What you return must be an exact copy of the lines in the listing below between the line holding "- Fix get_latest_python_patch.py" and the line holding "- Currently broken: script", inclusive, and nothing more.

(INFORMATION SHOWN):
- Opening Delimiter -

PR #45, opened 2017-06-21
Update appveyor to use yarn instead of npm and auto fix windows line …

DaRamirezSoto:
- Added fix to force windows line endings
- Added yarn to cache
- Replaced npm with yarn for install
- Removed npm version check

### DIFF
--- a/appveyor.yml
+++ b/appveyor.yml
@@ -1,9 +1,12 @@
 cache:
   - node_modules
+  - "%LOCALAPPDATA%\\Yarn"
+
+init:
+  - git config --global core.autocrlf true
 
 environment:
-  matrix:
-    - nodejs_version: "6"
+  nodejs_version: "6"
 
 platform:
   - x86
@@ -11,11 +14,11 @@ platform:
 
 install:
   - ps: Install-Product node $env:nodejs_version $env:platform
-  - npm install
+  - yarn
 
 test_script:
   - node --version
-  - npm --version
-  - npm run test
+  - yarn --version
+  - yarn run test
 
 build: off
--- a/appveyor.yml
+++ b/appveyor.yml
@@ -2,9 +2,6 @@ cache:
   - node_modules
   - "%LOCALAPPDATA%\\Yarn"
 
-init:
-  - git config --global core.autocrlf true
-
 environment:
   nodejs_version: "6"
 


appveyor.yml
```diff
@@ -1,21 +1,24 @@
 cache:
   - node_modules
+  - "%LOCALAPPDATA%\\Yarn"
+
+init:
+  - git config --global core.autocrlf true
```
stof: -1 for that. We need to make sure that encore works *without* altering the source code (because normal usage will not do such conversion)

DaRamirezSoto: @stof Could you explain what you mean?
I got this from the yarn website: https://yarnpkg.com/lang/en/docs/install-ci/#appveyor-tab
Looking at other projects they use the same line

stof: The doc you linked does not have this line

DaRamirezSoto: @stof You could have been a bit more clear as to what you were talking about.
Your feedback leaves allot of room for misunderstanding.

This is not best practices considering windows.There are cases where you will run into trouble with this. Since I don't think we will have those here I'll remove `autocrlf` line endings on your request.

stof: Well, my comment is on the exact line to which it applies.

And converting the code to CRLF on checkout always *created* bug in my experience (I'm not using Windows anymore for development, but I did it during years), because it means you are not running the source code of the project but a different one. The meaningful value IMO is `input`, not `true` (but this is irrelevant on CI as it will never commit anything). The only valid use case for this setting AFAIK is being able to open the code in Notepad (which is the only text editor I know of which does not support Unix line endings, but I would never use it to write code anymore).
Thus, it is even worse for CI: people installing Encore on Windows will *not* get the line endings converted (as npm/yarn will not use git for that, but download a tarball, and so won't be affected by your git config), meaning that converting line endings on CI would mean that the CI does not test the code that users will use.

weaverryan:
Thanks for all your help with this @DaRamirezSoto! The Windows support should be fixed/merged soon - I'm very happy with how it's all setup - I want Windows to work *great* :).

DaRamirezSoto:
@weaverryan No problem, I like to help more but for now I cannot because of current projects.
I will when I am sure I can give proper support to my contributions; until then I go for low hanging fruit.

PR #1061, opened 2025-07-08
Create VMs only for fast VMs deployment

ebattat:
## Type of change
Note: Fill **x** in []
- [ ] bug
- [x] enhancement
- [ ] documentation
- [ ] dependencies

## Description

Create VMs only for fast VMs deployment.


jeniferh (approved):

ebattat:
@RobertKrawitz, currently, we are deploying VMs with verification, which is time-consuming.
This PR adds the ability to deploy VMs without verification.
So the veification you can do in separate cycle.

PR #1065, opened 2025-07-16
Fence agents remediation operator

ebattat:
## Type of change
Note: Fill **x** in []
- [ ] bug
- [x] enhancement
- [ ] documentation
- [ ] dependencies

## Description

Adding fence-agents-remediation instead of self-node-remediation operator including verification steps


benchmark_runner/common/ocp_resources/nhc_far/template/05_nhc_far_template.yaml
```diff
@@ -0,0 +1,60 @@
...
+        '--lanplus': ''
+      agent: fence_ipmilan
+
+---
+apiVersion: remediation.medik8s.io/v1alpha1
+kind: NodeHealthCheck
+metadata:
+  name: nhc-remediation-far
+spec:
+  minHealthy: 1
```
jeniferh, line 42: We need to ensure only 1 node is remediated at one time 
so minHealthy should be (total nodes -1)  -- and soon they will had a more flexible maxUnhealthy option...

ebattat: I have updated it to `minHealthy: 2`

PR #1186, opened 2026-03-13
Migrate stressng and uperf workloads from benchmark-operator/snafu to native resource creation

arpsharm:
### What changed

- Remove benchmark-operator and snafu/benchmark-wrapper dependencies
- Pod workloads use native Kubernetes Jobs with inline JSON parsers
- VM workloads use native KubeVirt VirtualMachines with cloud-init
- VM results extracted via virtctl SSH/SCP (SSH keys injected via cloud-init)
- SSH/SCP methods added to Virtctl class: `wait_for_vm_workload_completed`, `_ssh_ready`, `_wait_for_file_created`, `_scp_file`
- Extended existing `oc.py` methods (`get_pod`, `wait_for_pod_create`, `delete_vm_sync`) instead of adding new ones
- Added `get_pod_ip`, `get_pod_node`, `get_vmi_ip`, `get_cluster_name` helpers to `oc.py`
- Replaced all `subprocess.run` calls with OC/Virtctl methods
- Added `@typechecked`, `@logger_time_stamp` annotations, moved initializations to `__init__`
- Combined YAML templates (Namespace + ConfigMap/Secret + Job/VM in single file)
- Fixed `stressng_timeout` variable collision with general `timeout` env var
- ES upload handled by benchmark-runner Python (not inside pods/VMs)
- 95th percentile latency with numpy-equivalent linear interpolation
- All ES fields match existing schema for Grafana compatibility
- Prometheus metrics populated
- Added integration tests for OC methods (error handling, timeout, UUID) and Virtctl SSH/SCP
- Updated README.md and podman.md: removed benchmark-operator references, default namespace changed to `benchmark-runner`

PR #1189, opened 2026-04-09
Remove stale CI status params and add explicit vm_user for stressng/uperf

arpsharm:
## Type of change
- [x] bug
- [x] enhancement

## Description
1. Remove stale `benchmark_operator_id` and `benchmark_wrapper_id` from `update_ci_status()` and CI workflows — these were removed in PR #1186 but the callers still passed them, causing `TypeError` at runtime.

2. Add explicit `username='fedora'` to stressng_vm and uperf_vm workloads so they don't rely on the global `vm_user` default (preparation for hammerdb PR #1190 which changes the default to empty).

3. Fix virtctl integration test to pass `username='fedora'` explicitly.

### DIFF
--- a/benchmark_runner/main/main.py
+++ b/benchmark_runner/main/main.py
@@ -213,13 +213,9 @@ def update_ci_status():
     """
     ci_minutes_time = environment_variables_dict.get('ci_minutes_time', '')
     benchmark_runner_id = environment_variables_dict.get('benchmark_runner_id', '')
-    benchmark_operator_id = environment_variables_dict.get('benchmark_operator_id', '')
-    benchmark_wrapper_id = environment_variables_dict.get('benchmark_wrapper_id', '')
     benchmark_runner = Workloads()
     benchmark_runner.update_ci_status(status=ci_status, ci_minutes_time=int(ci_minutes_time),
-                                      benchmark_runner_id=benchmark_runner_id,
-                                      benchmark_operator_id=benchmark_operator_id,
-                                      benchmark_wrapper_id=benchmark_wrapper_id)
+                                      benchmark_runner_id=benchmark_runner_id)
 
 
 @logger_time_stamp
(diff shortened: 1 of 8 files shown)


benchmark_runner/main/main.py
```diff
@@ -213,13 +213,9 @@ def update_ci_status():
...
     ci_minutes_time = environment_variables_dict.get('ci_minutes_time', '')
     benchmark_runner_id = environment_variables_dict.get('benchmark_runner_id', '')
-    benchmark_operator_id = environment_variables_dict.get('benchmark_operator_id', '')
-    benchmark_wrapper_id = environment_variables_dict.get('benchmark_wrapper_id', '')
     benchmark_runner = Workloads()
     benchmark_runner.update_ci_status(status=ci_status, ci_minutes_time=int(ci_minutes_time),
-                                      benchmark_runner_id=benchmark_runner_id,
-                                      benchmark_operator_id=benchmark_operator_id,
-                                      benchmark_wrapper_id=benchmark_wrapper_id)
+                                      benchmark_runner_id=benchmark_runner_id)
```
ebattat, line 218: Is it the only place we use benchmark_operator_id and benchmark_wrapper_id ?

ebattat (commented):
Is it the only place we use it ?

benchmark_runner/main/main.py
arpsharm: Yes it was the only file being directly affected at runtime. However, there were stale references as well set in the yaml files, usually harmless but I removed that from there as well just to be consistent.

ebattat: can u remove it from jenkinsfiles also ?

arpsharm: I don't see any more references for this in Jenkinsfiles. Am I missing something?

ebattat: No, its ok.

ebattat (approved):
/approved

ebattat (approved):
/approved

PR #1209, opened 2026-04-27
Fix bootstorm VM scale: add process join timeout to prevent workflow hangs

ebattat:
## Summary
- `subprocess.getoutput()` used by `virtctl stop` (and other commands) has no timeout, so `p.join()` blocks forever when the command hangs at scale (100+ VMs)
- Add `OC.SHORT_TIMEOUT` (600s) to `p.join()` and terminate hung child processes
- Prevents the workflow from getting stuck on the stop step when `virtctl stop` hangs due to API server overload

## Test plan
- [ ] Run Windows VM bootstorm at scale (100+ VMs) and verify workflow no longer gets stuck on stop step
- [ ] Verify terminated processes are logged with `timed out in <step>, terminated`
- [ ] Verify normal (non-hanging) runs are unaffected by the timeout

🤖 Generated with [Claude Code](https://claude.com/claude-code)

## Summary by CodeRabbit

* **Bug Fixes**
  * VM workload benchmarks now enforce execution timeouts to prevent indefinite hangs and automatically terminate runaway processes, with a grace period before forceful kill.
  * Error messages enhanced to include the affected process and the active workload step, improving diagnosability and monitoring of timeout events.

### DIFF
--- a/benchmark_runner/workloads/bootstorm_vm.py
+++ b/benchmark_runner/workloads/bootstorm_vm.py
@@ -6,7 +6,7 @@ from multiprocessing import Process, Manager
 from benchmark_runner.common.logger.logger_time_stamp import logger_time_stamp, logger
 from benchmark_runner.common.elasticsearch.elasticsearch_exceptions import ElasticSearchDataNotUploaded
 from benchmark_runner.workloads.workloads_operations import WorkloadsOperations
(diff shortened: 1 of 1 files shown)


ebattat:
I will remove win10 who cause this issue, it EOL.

- Closing Delimiter -
- Opening Delimiter -

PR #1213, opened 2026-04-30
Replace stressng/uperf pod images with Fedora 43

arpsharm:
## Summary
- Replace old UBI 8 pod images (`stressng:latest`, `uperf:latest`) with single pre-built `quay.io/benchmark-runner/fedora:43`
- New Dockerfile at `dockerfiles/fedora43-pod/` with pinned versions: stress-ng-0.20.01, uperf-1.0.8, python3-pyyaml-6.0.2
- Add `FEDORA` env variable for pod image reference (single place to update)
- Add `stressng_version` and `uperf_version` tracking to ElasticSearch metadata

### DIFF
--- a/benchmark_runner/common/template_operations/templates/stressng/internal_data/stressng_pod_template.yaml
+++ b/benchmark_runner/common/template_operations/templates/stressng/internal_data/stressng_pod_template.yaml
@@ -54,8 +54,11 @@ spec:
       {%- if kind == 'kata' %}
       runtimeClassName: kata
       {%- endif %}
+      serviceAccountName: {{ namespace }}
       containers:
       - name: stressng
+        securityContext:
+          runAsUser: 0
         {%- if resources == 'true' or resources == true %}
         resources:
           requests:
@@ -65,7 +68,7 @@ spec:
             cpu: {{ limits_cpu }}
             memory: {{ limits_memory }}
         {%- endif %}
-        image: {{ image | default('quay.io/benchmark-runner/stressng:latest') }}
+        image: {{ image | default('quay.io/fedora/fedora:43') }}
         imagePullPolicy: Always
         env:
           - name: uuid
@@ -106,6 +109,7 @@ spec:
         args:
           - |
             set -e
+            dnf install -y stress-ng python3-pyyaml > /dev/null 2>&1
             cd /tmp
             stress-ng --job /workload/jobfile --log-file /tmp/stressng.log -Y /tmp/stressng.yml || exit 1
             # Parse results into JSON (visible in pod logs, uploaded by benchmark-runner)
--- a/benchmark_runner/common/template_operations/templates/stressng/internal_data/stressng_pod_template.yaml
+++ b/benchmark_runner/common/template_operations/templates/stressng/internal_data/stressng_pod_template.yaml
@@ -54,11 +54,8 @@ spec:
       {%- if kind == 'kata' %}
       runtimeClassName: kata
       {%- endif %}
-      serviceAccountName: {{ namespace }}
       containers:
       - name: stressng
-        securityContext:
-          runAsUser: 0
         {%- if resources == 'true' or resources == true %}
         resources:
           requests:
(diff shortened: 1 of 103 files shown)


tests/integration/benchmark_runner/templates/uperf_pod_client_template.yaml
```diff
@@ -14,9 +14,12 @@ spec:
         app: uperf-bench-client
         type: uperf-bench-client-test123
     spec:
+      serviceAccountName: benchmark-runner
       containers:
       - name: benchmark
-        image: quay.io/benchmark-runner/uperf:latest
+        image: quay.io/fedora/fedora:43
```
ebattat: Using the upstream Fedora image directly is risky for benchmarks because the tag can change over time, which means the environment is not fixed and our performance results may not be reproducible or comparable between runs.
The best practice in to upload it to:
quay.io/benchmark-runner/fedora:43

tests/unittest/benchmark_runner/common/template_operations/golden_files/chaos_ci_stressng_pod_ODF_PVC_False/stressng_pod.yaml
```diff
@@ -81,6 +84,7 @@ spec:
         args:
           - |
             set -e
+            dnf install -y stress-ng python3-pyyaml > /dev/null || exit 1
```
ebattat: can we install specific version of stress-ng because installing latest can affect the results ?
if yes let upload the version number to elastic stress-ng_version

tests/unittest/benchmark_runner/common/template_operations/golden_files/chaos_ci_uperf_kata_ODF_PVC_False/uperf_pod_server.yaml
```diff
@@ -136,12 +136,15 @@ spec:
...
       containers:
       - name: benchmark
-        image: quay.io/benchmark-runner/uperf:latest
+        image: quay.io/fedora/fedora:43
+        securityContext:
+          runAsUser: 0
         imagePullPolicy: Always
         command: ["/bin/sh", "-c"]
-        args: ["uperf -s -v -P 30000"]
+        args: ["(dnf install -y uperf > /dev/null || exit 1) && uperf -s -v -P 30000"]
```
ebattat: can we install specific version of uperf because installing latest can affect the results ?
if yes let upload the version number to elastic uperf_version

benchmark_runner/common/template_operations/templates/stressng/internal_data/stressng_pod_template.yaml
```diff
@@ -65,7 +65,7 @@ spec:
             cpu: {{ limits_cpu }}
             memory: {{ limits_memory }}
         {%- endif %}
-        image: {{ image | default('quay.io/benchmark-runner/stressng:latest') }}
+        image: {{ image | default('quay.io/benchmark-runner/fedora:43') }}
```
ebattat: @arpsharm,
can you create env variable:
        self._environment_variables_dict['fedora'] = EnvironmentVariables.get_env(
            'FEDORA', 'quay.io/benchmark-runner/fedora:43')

- Closing Delimiter -
- Opening Delimiter -

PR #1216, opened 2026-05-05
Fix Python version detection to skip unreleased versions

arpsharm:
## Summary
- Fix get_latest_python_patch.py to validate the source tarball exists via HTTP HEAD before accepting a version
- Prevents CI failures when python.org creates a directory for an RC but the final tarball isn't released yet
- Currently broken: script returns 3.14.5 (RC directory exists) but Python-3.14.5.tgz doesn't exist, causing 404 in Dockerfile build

- Closing Delimiter -

(WRITTEN RESPONSE):
- Fix get_latest_python_patch.py to validate the source tarball exists via HTTP HEAD before accepting a version
- Prevents CI failures when python.org creates a directory for an RC but the final tarball isn't released yet
- Currently broken: script returns 3.14.5 (RC directory exists) but Python-3.14.5.tgz doesn't exist, causing 404 in Dockerfile build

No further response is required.